Segment Start: Data supplied

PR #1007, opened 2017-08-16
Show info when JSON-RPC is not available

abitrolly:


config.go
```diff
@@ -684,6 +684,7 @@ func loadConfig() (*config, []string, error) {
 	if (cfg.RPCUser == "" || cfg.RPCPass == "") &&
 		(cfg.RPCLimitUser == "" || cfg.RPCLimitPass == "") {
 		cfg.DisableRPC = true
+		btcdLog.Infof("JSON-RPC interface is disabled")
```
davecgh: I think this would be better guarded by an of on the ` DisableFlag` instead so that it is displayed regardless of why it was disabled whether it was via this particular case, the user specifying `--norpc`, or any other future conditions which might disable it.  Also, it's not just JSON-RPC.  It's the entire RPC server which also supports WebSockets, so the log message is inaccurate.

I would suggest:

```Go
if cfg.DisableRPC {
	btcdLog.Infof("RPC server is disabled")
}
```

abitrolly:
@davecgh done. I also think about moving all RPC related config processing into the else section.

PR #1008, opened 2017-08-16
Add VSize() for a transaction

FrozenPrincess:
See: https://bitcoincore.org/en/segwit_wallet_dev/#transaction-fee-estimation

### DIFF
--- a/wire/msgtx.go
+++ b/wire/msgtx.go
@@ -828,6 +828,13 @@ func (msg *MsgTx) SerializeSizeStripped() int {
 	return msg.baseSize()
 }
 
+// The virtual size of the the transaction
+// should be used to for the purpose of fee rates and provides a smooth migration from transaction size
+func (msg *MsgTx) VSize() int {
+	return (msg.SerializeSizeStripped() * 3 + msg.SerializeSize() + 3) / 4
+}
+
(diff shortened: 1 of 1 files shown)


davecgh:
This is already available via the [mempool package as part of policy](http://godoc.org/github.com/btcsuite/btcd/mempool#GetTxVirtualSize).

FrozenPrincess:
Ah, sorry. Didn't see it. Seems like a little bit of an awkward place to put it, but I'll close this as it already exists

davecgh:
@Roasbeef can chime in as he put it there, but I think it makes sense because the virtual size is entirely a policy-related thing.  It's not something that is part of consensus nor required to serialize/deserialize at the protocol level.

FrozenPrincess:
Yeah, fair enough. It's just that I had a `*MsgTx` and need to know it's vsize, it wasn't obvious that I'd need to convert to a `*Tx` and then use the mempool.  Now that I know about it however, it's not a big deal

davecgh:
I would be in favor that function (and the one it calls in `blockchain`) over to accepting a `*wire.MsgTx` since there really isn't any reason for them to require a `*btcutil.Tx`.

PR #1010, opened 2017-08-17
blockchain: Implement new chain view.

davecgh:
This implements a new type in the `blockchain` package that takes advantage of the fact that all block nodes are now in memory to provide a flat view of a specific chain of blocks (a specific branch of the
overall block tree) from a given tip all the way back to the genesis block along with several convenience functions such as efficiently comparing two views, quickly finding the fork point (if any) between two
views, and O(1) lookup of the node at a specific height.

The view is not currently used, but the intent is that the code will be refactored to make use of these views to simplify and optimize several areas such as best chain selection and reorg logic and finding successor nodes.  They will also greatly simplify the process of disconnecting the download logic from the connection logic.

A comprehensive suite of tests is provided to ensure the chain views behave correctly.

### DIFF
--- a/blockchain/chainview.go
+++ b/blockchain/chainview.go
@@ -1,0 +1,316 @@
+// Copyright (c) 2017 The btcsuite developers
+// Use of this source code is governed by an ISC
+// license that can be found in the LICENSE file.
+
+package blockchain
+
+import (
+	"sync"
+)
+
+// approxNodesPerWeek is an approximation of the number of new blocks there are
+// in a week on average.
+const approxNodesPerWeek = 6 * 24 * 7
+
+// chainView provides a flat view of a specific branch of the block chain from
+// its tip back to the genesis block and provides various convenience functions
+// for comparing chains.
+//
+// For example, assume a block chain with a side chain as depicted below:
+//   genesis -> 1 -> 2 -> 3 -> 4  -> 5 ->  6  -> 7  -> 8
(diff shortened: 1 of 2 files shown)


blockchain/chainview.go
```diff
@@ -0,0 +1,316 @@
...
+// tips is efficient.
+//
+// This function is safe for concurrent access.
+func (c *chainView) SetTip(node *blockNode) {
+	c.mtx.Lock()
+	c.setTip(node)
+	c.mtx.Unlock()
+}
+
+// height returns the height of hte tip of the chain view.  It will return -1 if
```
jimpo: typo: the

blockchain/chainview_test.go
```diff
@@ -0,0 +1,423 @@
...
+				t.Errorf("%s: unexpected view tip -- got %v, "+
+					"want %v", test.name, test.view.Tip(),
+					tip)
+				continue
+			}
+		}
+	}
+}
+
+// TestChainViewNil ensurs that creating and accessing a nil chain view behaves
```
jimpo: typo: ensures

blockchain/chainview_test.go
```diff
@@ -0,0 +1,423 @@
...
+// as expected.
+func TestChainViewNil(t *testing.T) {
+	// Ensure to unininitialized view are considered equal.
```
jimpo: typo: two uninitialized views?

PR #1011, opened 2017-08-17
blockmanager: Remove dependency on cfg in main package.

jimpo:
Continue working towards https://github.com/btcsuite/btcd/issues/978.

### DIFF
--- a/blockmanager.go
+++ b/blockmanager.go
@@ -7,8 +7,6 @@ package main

Segment End: Data supplied

Assigned task: The lines holding the word "https" are the answer. Find them in the entries and copy them.

Final answer:
See: https://bitcoincore.org/en/segwit_wallet_dev/#transaction-fee-estimation
Continue working towards https://github.com/btcsuite/btcd/issues/978.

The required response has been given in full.